大小姐怅然若失,老妖怪便宽慰她:“他这个人,面上瞧不出,其实为人自负得很,最讨厌别人同情他,故而越是形单影只,便越不愿意旁人瞧见——此番既已和你说了要来钱塘,那必定是不会来了......多半是找了个地方,把自己藏起来了罢。”


大小姐哼了一声:“谁说我同情他了?”


老妖怪笑道:“不同情他,这么急着找他做什么?”


“算账呀。”小姑娘没好气地道,“他早瞧出来你死不了,故意不说穿,可着劲儿折腾我们两个......他.......他还趁我什么都没记起来的时候,偷偷亲我!”


老妖怪目光转过来:“哦?”


大小姐没留意他的神色,忿忿道:“你说得一点不错,此人真是锱铢必较、小鸡肚肠,他就是记恨我在他睡着的时候亲了他一下,非得把这一下还回来......还是不是男人了?”


“哦。”老妖怪目光闪动,“你也亲了他?”


大小姐这才自觉失言。


“算什么帐?”老妖怪淡淡道,“我瞧你二人有来有往,感情好得很啊。”


大小姐一点也不买账,立时反唇相讥:“我瞧你二人也是情深义重,百十年的情谊,足以抛却生死了,是不是?”


老妖怪瞧了她一眼,没说话。


他近几日大好,但周身功力已散了个干净,行动虽勉强与常人无异,但面色却始终不见善。


此刻唇色惨白,一言不发的情状,竟瞧得大小姐心头一跳。


她下意识地伸出臂膀,抱住了他的脑袋,声音也放得柔了,轻声道:“罢啦,是我错了。
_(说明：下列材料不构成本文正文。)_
PR #1928, opened 2022-05-29
Setting workspace_owner_object_id when creating workspaces

### LINKED ISSUE #220: AD app registration created when new workspace is created

ross-p-smith:
## What is being addressed

1. We need to know the workspace owner when we are creating a workspace, so that we can grant it the WorkspaceOwner permission so that the tests work correctly.

NB - This is only for workspaces that have a value of "auto_create" for the client_id of the workspace. Fixes #220 

2. Guacamole uses the `api://<identifier_Uri>` to authenticate with the Workspace AAD Application. This can no longer be derived by client_id, but can be configurable; especially if you auto_create the Workspace AD App. Therefore this value is passed in to the swagger when we create the Guacamole workspace service, so it can be used as the scope/audience.

## Outstanding
- At the moment, you cannot pass in workspace_owner_object_id in the Swagger. This will be another PR

## How is this addressed

- At the moment, the current logged in user of the API is passed into the workspace creation process and that user will be the WorkspaceOwner
- Updated the Terraform to assign `WorkspaceOwner` role permission to the passed in object id.
- When we create the workspace we need to wait until the key vault DNS is ready before we add secrets to it. Wait on the null resource provider to complete
- Guacamole service now requires the workspace_identifier_uri to be passed in on creation. This can be found in the workspace properties under scope_id.


templates/workspaces/base/terraform/workspace.tf
```diff
@@ -31,6 +31,6 @@ module "aad" {
   depends_on = [
     azurerm_key_vault_access_policy.deployer,
     azurerm_key_vault_access_policy.resource_processor,
-    azurerm_private_endpoint.kvpe
+    null_resource.wait_for_dns_vault
```
tamirkamara, line 34: What is this for?

e2e_tests/test_workspace_services.py
```diff
@@ -56,7 +56,7 @@ async def test_create_guacamole_service_into_base_workspace(admin_token, verify)
 
 @pytest.mark.extended_aad
 @pytest.mark.timeout(3000)
-async def test_create_guacamole_service_into_aad_workspace(admin_token, workspace_owner_token, verify) -> None:
+async def test_create_guacamole_service_into_aad_workspace(admin_token, verify) -> None:
```
tamirkamara, line 59: Why have you changed the token to the admin one? A workspace service needs to be deployed by the owner... 
Or, am I missing something?

templates/workspaces/base/terraform/workspace.tf
ross-p-smith: When you write items to the keyvault, you have to do it over the private endpoint. However, there is a delay between the private endpoint being created and then that ip address being added to the DNS. This is just a nasty sleep for 2 minutes for the DNS to resolve.

e2e_tests/test_workspace_services.py
ross-p-smith: The E2E tests create the workspace dynamically, and to do that they need the admin token as that route is an admin only route. We used to have a fixture that would get the workspace token by using a convention `api://<app_reg_id`; that convention is not true anymore as we need to read a property of the workspace (scope_id) to tell us what that value is. Once we have that value, then we dynamically get the workspace_token scoped to that application and then use the workspace_owner token from then on in.

Basically, what used to be a test fixture, is now a method called **get_workspace_owner_token** that you call from your test.

api_app/tests_ma/test_db/test_repositories/test_workpaces_repository.py
```diff
@@ -201,3 +203,17 @@ def test_automatically_create_application_registration_returns_false(workspace_r
...
+    expected_object_id = "Expected"
+
+    assert workspace_repo.get_workspace_owner(dictToTest, expected_object_id) is expected_object_id
+
+
+def test_workspace_owner_is_not_overwritten_if_not_present_in_workspace_properties(workspace_repo):
+    dictToTest = {"workspace_owner_object_id": "Expected"}
+    not_expected_object_id = "Not Expected"
+
+    assert workspace_repo.get_workspace_owner(dictToTest, not_expected_object_id) == "Expected"
```
LizaShak, line 219: I think it will be also good to have a positive test where you do have a workspace owner specified in the properties to make sure it is set correctly

e2e_tests/helpers.py
```diff
@@ -246,4 +246,4 @@ async def get_workspace_owner_token(admin_token, workspace_id, verify) -> Option
 
         token = responseJson["access_token"]
 
-        return token if (response.status_code == status.HTTP_200_OK) else None
+        return token, scope_uri
```
LizaShak, line 249: What should happen now if we get a response which is not 200?

templates/workspace_services/guacamole/version.txt
```diff
@@ -1 +1 @@
-__version__ = "0.3.0"
+__version__ = "0.3.1"
```
LizaShak, line 1: Shouldn't it be the same as in : templates/workspace_services/guacamole/porter.yaml? Mmmm I wonder how did it work until now, or maybe I  am missing something....

api_app/tests_ma/test_db/test_repositories/test_workpaces_repository.py
ross-p-smith: Maybe I misunderstood what you mean, but there are 2 new tests
1) Does not have `workspace_owner_object_id` in a dictionary (workspace properties), so therefore returns the default.
2) Does have `workspace_owner_object_id` in a dictionary (workspace properties), so ignores the default

e2e_tests/helpers.py
ross-p-smith: An exception is thrown a few lines above if there is no access token in the response. It would have never met a false condition `response.status_code == status.HTTP_200_OK`.

LizaShak (approved):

”


老妖怪淡淡道:“哪里就错了?”
大小姐亲了亲他的发顶,道:“我不该同你置气…….我心眼也小得很,只放得下你一个。”


老妖怪轻轻“嗯”了一声,将她抱在膝盖上坐了,轻轻咬了咬她的耳朵,道:“这些话,莫与我说。”


大小姐道:“那还能和谁说呀?”


老妖怪搂着她背脊,将她朝自己身下用了按了一按,轻声道:“与它说。”


大小姐并非什么不经人事的少女,但脸还是红了,声音也变得细如蚊呐:“说......说什么?”


老妖怪咬着她的耳朵:”就说,只放得下我一个。”


马车晃得厉害。


东风尽逐梨花开。




此生譬如行旅,既已上路,便难免颠沛流离。


而我余生,有花有酒,亦有你与归期。